As a conversation starter, here's a list of the abstractions I've been thinking about and opening up the list for comments on what might be the minimum required set of abstractions for us to build, say an HTTP server and client? Or if someone wanted to build/implement an RPC system with a custom protocol?

Proposed Abstractions

Here's a non-complete list of abstractions:

  • Connection -- an abstraction which allows for performing write(Connection, ...) and read(Connection, ...) operations.
  • Buffer -- a backing store of data which may be segmented in nature (i.e. a list of blocks) or associated with an external resource (can be associated with a Connection) which provides iterators (in the STL sense) for the data associated with a Buffer.
  • Address -- a data type which represents a location of a resource. There may be many kinds of addresses, which depend on the underlying network implementation -- this should be able to represent things like domain sockets, named pipes, IPv4 and IPv6 addresses, etc.

The abstractions themselves don't mean much on their own, but the operations on these abstractions define much of the requirements. We elucidate some of these below.

Connection

First, establishing a connection will be dependent on the type of the Connection which can be as diverse as it needs to be. Consider the many ways to establish an HTTPS connection with TLS behind an HTTP proxy -- we may need to first establish a connection to the proxy, then set up a tunnel to a remote resource, and then "upgrade" the connection to be a TLS-encrypted connection. Some protocols enable multiple "streams" in a conceptual connection (for HTTP/2 for instance there can be multiple streams associated with a single connection, similar to IRC with different channels through the same session) which all compose.

We want to ensure that all Connection types support at least the following operations:

  • write(Connection, ...)
  • read(Connection, ...)
  • query(Connection, ...)
  • configure(Connection, ...)

The results of these operations will be specific to the Connection, but typically these free functions will be implemented as a forwarding template to public member functions of the Connection type.
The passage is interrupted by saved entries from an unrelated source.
PR #2502, opened 2026-09-17
chore: lint deploy-scripts with the contracts' solhint rules (PR2)

kelemeno:
## PR2 — lint `deploy-scripts` with the same rules as `contracts`

> Stacked on #2501 (PR1). Until that merges, GitHub shows both sets of commits here; the PR2-only
> diff is `git diff kl/v34-fix-solidity-warnings`.

`.solhintignore` excluded **all** of `l1-contracts/deploy-scripts` except a single un-ignored file,
so the scripts had never been linted. Removing the exclusion surfaced **561 findings**. This PR
removes the exclusion, turns off only the rules that genuinely cannot apply to a deploy script, and
fixes everything else. `yarn lint:sol` is now clean across the whole repo.

### How the scoping works

Solhint merges every `.solhint.json` from a file's directory up to the repo root, deepest winning
(`lib/config/config-file.js:loadConfigForFile`). So `l1-contracts/deploy-scripts/.solhint.json`
lists **only its overrides** — it inherits the root rule set and cannot drift from it. `extends`
would not have worked: it only resolves shareable configs, not relative paths.

### Rules switched off for scripts — 443 of the 561

All for one reason: they are about on-chain cost or on-chain surface, and deploy scripts never run
on chain.

| rule | n | why |
| --- | --- | --- |
| `no-console` | 84 | These are CLI tools; the console output is the deliverable |
| `reason-string` | 47 | The 32-byte cap is a bytecode/gas concern; operators want readable reverts |
| `gas-custom-errors` | 24 | Same — custom errors buy calldata, not clarity, here |
| `gas-increment-by-one`, `gas-length-in-loops`, `gas-struct-packing`, `gas-calldata-parameters` | 193 | Micro-optimisations for code that is never deployed |
| `no-unused-import` | 95 | **These imports are load-bearing.** The scripts import contracts precisely so forge compiles their artifacts — that is what the existing "required to disable lints to force the compiler to compile the contracts" comments mean |

### Fixed — 118

- 3 duplicated imports, 1 global import, 1 interface missing its `I` prefix, 4 × `uint` → `uint256`
- explicit `internal` visibility on 22 state variables and constants
- **58 call sites converted to named arguments.** This is the rule that earns its keep here: these
  scripts build governance and upgrade calldata through helpers taking eight to ten positional
  arguments, where a transposition compiles cleanly and produces a wrong bundle. Parameter names
  come from each callee's declaration mapped strictly positionally, and the compiler verifies the
  result — Solidity requires the name set to match the callee exactly, so a mis-mapping cannot
  compile. A separate review pass checked all 56 surviving sites for value/name alignment,
  including every case with adjacent same-type parameters; no defects.

### Documented per-site exceptions, rather than dropping a rule

Each carries a one-line reason in the source, so the rule stays live for new code:

- forge-std's lowercase `vm` cheatcode handle (6) — renaming it would diverge from `Script`/`Test`
- the deliberately shouty `_TestOnly` / `TESTONLY_` markers (5) — tests call them by name
- `CoreUpgrade_v33` / `CTMUpgrade_v33` (2) — hardcoded as forge script targets in protocol-ops
  (`CORE_UPGRADE_V33_SCRIPT_PATH`)
- `Create2AndTransfer.deployedAddress` (1) — force-included in `AllContractsHashes` and actually
  deployed, so the getter name is a tracked ABI
- single-quoted JSON-RPC payloads (7) and variadic `string.concat` calls (8), plus two calls whose
  callee has a deliberately unnamed parameter — named arguments are impossible for those

### Also: a stale foundry-zksync key

`suppressed_warnings = ["txorigin"]` in `l1-contracts/foundry.toml` is a foundry-zksync (zksolc)
setting. v34 retired the EraVM runtime and nothing builds with that toolchain any more, so upstream
forge does not recognise the key and prints `Warning: Found unknown suppressed_warnings config` on
**every** build — including `yarn selectors` and the CI build steps. It suppressed nothing: solc has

All of these operations can fail, and failures are not exceptional conditions -- therefore we will refrain from using exceptions to report course-of-normal-operation failure states. We will reserve the use of exceptions to reporting failures in constructing types which have no way to represent a valid Connection object with invalid internal state (one example is if the construction fails to acquire a critical resource).

Buffer

We can represent a lot of data for higher level protocols with the concept of a Buffer -- these objects provide a means of staging data that is not immediately written to a Connection. The main operations for a buffer are:

  • write(Buffer, ...)
  • read(Buffer, ...)

We may have more refined buffer types which allow for seeking, and connection-backed buffers which also supports flushing contents of the buffer to the underlying connection.

Address

This abstraction covers the gamut of addressing systems which are supported/defined by the Internet Protocol addressing system, POSIX domain socket addressing, and even non-IP/POSIX addressing. The only requirement for an Address is that it support a query(Address, ...) operation which is dependent on the domain for which a particular address is defined.

Implementation Details

Sometimes we will need to expose underlying implementation details. We'll only require that the implementation details be domain-specific, non-ABI stable, and in its own namespace. While we want to provide the abstractions for ease of use, we recognise that some users (including us!) will need to reach into the implementation details at a higher level for platform/domain-specific configuration.

We may, given experience over time, consolidate more implementation details into abstraction-level functionality/support. This will require a consultation with the community on the extent/acceptability of the change.